Durante la etapa, poca cosa que destacar. Lo mejor fue que coincidimos con unos chicos de Asturias que trabajan organizado caminos para una empresa americana, que envía grupos de turistas americanos y australianos; ojo, dos de ellos tienen 78 y 79 años, ahí es ná. Nos invitaron a compartir su comida y nos contaron varias cosas y anécdotas sobre el camino, como la de un tipo que se hizo el Primitivo ida y vuelta en bici de un tirón, 600 Km. de nada, y que luego decía que no recordaba haberlo pasado tan mal en su vida. Ya te digo…

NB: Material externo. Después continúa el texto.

PR #1511, opened 2017-02-09
Adding env passthrough

### LINKED ISSUE #1501: Calicoctl should pass through some environment variables automatically when starting node
IIUC, `calicoctl node run` already passes through environment variables prefixed with `FELIX_` when running the `calico/node` image. Libnetwork-plugin uses environment variables prefixed with `CALICO_` so `calicoctl` should pass those through too.

### LINKED ISSUE #1597: Don't populate IP / AS in policy-only mode
When using policy-only mode (CALICO_NETWORKING_BACKEND=none) we don't need to populate the IP / AS on the Node resource.

heschlie:
Adding the ability to pass env vars through `calicoctl node run` that are prefixed with `CALICO_*` or FELIX_*`.

Fixes #1501
Fixes #1597

### DIFF
--- a/calicoctl/commands/node/run.go
+++ b/calicoctl/commands/node/run.go
@@ -111,12 +111,10 @@ Options:
                            > interface=<IFACE NAME REGEX>
                              Use the first valid IP address found on interfaces
                              named as per the supplied interface name regex.
-                           [default: first-found]
      --ip6-autodetection-method=<IP6_AUTODETECTION_METHOD>
                            Specify the autodetection method for detecting the
                            local IPv6 routing address for this node.  See
                            ip-autodetection-method flag for valid options.
-                           [default: first-found]
      --log-dir=<LOG_DIR>   The directory containing Calico logs.
                            [default: /var/log/calico]
      --node-image=<DOCKER_IMAGE_NAME>
@@ -216,6 +214,20 @@ Description:
 			ifprefix = env
 		} else {
 			ifprefix = "cali"
+		}
+	}
+	if ipv4ADMethod == "" {
+		if env := os.Getenv("CALICO_IP_AUTODETECTION_METHOD"); env != "" {
+			ipv4ADMethod = env
+		} else {
+			ipv4ADMethod = "first-found"
+		}
+	}
+	if ipv6ADMethod == "" {
+		if env := os.Getenv("CALICO_IP6_AUTODETECTION_METHOD"); env != "" {
+			ipv6ADMethod = env
+		} else {
+			ipv6ADMethod = "first-found"
 		}
 	}
 
--- a/calicoctl/commands/node/run.go
+++ b/calicoctl/commands/node/run.go
@@ -287,14 +287,16 @@ Description:
 	}
 
 	// Add in optional environments.
-	if asNumber != "" {
-		envs["AS"] = asNumber
-	}
-	if ipv4 != "" {
-		envs["IP"] = ipv4
-	}
-	if ipv6 != "" {
-		envs["IP6"] = ipv6
+	if strings.ToLower(backend) != "none" {
+		if asNumber != "" {
+			envs["AS"] = asNumber
+		}
+		if ipv4 != "" {
+			envs["IP"] = ipv4
+		}
+		if ipv6 != "" {
+			envs["IP6"] = ipv6
+		}
 	}
 
 	// Create a struct for volumes to mount.
--- a/calicoctl/commands/node/run.go
+++ b/calicoctl/commands/node/run.go
@@ -127,7 +127,6 @@ Options:
                            to "none", Calico node runs in policy only mode.
                            The option to run with gobgp is currently
                            experimental.
-                           [default: bird]
      --dryrun              Output the appropriate command, without starting the
                            container.
      --init-system         Run the appropriate command to use with an init
@@ -141,7 +140,6 @@ Options:
                            Interface prefix to use for the network interface
                            within the Docker containers that have been networked
                            by the Calico driver.
-                           [default: cali]
      --use-docker-networking-container-labels
                            Extract the Calico-namespaced Docker container labels
                            (org.projectcalico.label.*) and apply them to the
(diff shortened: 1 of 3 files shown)


heschlie:
@lwr20 Do you think we need more interesting tests for this?  The one I made sets some dummy env vars and verifies they make it into the container but I'm having trouble thinking of a clever way to stress this more if we need it.

tmjd:
I think a good test would be to test that the flags take precedence over env vars.

tmjd:
If you moved the loop for transferring the env vars to be the first thing put into the envs map then you wouldn't need the check if they already exist.

tests/st/calicoctl/test_node_run.py
```diff
@@ -0,0 +1,44 @@
...
+        """
+        os.environ['CALICO_TESTVAL'] = 'dummyVal'
+        os.environ['FELIX_TESTVAL'] = 'felixDummyVal'
+
+        with DockerHost('host', dind=False) as host:
+            calico_out = host.execute('printenv CALICO_TESTVAL')
+            felix_out = host.execute('printenv FELIX_TESTVAL')
+
+            self.assertEquals(calico_out, 'dummyVal')
+            self.assertEquals(felix_out, 'felixDummyVal')
```
heschlie: You are right I do want to be checking the calico-node, I had thought that the DockerHost was the Node container.  Thanks for pointing that out.

lwr20: You can tell the Dockerhost to start calico-node inside it by simply passing it the argument `start_calico=True` when you create it.

djosborne:
Fixes #1501

heschlie:
Looking over this in more detail now, the `CALICO_*` will never make it through if we want to prioritize CLI flags (which is definitely what we want) as we default the flags to some value when they are not set.  For example `calicoctl node run --backend=` defaults to `bird` so it always has a value that later gets assigned in the envs map that is passed to the docker command.

Could we instead, not have those set to a default, check for a blank string, then check for an env var, then setting a default if neither are set?  WDPT?  @gunjan5 @lwr20 @tmjd

tmjd:
That will work fine for the args that set a string, the boolean ones you'll have to figure something else out because the argutils.ArgBoolOrFalse will always be set in its current implimentation.  Unless there is a way to check if the arg was defaulted or not.

So that is :+1: to what you are proposing but I think there is a little more to switching things around.

heschlie:
Sorting out what's causing the tests to fail on Semaphore but not locally...

tomdee:
@heschlie What's happening with this PR?

heschlie:
@tomdee Sorry for the late reply, finally getting back to this in the last couple days, sorting out why the tests I wrote pass in `make test-containerized` and `make node-test-containerized` but not in `make semaphore`

heschlie:
@lwr20 Finally got the tests passing, could I get a review and LGTM if you think it's ready?  I'll squash after that.

tests/st/calicoctl/test_node_run.py
```diff
@@ -0,0 +1,78 @@
...
+
+
+class TestNodeRun(TestBase):
+    
+    def test_node_run_passes_env_vars(self):
+        """
+        Set some CALICO_ and FELIX_ env vars and see that they make it through to the
+        Node container
+        """
+        os.environ['CALICO_TESTVAL'] = 'dummyVal'
```
robbrockbank: Rather than setting and unsetting envs, it might be nicer to change the signature of DockerHost calicoctl() method to accept a list of environments ["X=Y", "A=B"] and then prepend the command with exported envs (such as we already do for the ETCD parms)

neiljerram:
Just commenting here so that I will be notified when this is merged.  Looking forward to it!

tests/st/calicoctl/test_node_run.py
robbrockbank: I think the approach of pre-pending the command with inline envs also means that we don't risk having dangling environments if the test bails out halfway through.

robbrockbank:
@heschlie  LGTM, but looks like there is a merge conflict - can you resolve please and I think we should be able to get this checked in.

heschlie:
@robbrockbank @neiljerram I've added arguments to the chain of commands down to executing `calicoctl` take a peek and let know WDYT.  

I've fixed the conflicts locally just running the tests again before I push it up.

heschlie:
Conflicts removed, tests passed locally, and sqaushed.  Should be ready for merge once Semaphore is green.

robbrockbank:
Hmmm, actually I do have a follow up question....

There are a bunch of defaulted values [default: blah] - which all basically map through to environment variables.  Why have we only changed a couple of them to change the inheritance order?

calicoctl/commands/node/run.go
```diff
@@ -262,6 +262,17 @@ Description:
 		vols[etcdcfg.EtcdCertFile] = ETCD_CERT_NODE_FILE
 	}
 
+	// Parse the environment variables passing through CALICO_* and FELIX_*
+	for _, env := range os.Environ() {
+		if strings.HasPrefix(env, "CALICO_") || strings.HasPrefix(env, "FELIX_") {
+			split_env := strings.Split(env, "=")
+			// Let's avoid clobbering anything already set
+			if _, ok := envs[split_env[0]]; !ok {
```
tomdee: @heschlie Did this get resolved? It looks like maybe it did?

calicoctl/commands/node/run.go
```diff
@@ -205,6 +203,21 @@ Description:
 		// the AS number, so convert.
 		asNumber = argutils.ValidateASNumber(asNumber).String()
 	}
+	// CLI flags will take precedence over env vars
```
tomdee: I don't understand this change, what is it for?

robbrockbank: It is to re-instate the defaults that were removed from the doc-string.

I think this is because docopt does not distinguish between a value that was explicitly set on the CLI and one that was set through the [default: XXX] option.

robbrockbank: I think the auto-detection methods should also be there now that I think about it.

calicoctl/commands/node/run.go
heschlie: It did in the else clause

calicoctl/commands/node/run.go
heschlie: @robbrockbank is correct I had to skip setting a default in the docstring so we could...

1. see if the user set a CLI flag
2. Check if there is an env var if no flag
3. Set a default if neither are present

heschlie: Rob, I can get those added in, I'm going to run through the reference list again as well to see if I missed anything.

heschlie:
@robbrockbank @tomdee This is ready for another review, I went ahead and pulled in the upstream changes to my PR and have updated based on your feedback.

neiljerram:
@heschlie @robbrockbank @tomdee Is this PR still planned to land sometime soon?  I'm interested so that I can finish off #1587 , which Rob has suggested should be based on this one.  Thanks!

heschlie:
@tomdee @robbrockbank I'm going to rebase this again today to get it caught up, could we get this reviewed and merged if possible?

caseydavenport:
I'm going to close this since it's pretty stale and I don't think it's a priority right now.

We can re-open/visit this in the future if the requirement arises.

Respecto al final de etapa, en el monasterio, es verdaderamente impresionante. Y si algún día os animais y al llegar aquí os recibe el monje coreano, os aseguro que os lo pasareis bien un rato. Menudo tipo…
La etapa de hoy, en teoría no debía haber merecido unas palabras. Según las guías se trata de una etapa de transición entre el Camino del Norte y el Francés, un mero trámite. Y un cuerno;  ha resultado ser pesada de narices. Realmente lo ha sido sólo la segunda parte, pero lo ha sido mucho: por carreteras, con sol, con subidas y bajadas… Hemos llegado a Arzúa con las piernas sólidas. Aquí en Arzúa nos hemos encontrado con algo que seguramente se nos dará mañana también: al estar en el Camino Francés hay peregrinos hasta bajo las piedras y el albergue municipal estaba completo, así que hemos tenido que alojarnos en uno privado. Bueno, tampoco es tan gran problema: son 10 euros frente a los 5 que suele costar uno municipal. Como contrapartida tiene más equipamiento, como TV, lavadora y secadora, café…
Ahora toca descansar y reponer fuerzas para la etapa de mañana, que nos dejará ya a un paso del final, de Santiago.